Top of Records supplied

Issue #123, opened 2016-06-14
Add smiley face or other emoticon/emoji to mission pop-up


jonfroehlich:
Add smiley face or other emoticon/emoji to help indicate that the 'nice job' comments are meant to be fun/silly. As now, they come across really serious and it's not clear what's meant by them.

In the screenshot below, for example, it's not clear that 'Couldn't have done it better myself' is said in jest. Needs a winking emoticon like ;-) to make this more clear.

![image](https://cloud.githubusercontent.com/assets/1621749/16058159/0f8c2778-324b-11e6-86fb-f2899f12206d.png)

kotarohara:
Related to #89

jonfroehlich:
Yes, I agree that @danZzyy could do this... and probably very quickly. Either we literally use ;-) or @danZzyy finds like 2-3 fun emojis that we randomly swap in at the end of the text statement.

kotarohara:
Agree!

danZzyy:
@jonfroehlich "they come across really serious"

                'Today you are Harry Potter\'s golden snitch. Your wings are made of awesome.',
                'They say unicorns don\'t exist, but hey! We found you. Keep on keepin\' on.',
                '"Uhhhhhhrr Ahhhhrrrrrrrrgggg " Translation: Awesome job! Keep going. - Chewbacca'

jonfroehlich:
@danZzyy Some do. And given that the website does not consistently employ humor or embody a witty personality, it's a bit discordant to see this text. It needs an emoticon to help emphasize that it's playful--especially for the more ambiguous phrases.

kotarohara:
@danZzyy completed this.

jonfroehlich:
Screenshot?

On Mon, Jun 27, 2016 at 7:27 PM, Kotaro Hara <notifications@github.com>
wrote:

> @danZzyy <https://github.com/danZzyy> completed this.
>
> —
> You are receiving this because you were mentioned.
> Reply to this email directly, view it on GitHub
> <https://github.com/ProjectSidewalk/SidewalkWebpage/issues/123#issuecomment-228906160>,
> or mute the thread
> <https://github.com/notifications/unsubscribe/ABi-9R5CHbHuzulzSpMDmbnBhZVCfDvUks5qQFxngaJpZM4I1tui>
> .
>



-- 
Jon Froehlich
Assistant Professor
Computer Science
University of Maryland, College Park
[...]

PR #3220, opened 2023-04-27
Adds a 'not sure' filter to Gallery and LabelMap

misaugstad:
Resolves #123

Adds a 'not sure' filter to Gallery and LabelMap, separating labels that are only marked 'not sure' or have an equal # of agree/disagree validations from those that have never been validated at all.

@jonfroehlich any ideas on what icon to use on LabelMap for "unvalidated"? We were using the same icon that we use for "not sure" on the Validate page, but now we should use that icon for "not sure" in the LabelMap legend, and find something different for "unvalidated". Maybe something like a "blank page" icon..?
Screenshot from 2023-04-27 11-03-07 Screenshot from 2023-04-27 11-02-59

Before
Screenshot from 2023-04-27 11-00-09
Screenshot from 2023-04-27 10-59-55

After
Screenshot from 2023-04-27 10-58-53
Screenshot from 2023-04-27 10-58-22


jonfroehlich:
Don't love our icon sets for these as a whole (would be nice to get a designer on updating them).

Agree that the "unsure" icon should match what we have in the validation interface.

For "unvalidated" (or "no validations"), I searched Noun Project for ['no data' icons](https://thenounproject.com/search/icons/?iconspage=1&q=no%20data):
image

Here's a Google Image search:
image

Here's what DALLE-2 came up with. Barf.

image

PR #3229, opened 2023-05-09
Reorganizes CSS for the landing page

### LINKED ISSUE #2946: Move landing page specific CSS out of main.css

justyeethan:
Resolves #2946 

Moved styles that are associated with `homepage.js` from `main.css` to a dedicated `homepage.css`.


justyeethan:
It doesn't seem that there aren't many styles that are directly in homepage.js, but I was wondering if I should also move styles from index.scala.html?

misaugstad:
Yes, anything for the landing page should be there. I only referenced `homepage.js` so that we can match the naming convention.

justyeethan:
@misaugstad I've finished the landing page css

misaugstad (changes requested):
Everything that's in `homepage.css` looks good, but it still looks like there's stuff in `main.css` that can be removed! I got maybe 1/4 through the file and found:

Bottom of Records supplied
Top of Records supplied

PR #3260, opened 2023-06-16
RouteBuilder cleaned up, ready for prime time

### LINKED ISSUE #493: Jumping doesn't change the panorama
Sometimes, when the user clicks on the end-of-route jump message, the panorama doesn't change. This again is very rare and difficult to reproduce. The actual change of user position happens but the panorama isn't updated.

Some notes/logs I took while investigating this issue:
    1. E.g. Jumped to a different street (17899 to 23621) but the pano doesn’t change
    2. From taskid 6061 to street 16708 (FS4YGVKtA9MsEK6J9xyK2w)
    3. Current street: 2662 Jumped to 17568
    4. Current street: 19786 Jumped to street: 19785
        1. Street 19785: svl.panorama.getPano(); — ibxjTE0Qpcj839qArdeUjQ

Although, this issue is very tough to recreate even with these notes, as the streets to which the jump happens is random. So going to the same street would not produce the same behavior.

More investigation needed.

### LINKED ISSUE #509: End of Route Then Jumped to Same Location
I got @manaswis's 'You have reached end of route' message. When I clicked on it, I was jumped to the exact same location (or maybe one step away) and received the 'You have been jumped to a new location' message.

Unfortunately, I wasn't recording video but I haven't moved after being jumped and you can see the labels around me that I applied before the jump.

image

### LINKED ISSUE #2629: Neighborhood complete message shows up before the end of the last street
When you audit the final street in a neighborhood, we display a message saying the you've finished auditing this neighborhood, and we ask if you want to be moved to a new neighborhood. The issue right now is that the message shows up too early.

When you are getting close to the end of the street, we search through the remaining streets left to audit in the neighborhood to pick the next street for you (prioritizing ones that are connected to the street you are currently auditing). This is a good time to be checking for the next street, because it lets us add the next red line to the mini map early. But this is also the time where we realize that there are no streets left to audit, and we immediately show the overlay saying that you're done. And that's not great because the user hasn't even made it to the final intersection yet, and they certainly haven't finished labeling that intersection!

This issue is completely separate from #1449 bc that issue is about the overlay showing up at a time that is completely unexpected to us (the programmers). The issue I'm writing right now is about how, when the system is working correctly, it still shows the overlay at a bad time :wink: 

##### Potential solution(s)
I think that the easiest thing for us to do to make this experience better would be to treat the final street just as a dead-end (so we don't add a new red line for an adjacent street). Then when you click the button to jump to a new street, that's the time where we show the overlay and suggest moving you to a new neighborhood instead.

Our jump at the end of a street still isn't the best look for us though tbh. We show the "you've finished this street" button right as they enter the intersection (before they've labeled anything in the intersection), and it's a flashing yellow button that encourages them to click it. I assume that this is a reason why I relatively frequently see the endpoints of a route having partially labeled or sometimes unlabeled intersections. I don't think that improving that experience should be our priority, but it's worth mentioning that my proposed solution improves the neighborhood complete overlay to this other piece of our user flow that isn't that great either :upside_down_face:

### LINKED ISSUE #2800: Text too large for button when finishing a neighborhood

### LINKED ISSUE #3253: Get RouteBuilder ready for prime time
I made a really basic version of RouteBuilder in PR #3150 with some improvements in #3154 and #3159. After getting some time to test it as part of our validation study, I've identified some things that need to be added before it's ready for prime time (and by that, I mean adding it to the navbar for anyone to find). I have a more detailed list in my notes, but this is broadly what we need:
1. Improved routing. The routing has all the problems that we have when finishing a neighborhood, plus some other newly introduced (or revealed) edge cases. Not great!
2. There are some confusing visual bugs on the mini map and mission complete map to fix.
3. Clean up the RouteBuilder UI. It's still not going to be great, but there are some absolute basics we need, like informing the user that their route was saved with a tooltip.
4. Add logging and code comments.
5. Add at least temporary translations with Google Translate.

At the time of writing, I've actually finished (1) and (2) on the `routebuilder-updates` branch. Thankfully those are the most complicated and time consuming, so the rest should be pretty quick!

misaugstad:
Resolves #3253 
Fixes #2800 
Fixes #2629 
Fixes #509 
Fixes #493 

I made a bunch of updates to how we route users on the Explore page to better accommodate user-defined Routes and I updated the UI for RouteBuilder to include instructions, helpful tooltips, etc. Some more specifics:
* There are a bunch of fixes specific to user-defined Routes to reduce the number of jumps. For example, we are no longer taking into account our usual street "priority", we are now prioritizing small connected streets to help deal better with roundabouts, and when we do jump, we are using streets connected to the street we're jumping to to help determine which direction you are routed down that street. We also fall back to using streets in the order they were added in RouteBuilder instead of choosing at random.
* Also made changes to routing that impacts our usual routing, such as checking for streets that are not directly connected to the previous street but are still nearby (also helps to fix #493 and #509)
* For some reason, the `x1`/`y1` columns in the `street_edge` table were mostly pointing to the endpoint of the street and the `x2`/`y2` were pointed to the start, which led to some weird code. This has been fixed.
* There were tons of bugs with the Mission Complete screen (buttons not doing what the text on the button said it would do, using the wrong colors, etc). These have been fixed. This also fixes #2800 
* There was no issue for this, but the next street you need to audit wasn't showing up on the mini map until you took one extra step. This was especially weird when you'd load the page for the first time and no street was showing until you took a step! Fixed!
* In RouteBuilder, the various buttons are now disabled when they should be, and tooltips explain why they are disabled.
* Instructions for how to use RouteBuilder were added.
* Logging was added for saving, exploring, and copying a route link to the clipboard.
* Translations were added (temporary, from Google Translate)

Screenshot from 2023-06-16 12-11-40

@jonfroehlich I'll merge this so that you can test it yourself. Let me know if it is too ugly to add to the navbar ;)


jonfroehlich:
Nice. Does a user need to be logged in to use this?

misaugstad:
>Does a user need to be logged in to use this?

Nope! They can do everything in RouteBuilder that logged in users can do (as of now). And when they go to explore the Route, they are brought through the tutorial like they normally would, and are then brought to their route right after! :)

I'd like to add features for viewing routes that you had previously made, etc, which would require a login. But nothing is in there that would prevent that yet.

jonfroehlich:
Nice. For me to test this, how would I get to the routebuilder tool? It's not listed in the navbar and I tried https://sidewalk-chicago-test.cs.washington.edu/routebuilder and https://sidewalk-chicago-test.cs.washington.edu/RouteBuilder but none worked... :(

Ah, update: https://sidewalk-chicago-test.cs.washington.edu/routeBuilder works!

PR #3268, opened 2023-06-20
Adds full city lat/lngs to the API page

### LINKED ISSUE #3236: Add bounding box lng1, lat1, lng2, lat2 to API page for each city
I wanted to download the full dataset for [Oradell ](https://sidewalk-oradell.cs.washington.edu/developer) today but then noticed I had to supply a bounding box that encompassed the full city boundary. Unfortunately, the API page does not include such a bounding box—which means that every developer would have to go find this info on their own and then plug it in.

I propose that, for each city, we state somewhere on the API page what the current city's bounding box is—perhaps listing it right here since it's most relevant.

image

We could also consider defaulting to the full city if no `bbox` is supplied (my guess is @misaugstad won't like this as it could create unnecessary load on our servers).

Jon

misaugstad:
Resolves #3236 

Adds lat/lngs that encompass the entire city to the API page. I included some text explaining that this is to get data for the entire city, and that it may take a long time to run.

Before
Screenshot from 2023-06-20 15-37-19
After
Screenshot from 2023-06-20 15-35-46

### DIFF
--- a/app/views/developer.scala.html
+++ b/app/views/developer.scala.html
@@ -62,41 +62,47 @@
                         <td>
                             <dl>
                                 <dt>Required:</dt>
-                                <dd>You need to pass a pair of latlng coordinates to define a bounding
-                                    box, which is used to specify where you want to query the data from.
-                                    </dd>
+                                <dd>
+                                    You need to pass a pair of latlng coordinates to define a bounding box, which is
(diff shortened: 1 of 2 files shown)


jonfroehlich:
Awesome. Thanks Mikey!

Bottom of Records supplied

■ Description of the task ■
Filter the listing above for the string "temporary" and copy every matching line.

■ Solution below ■
5. Add at least temporary translations with Google Translate.
* Translations were added (temporary, from Google Translate)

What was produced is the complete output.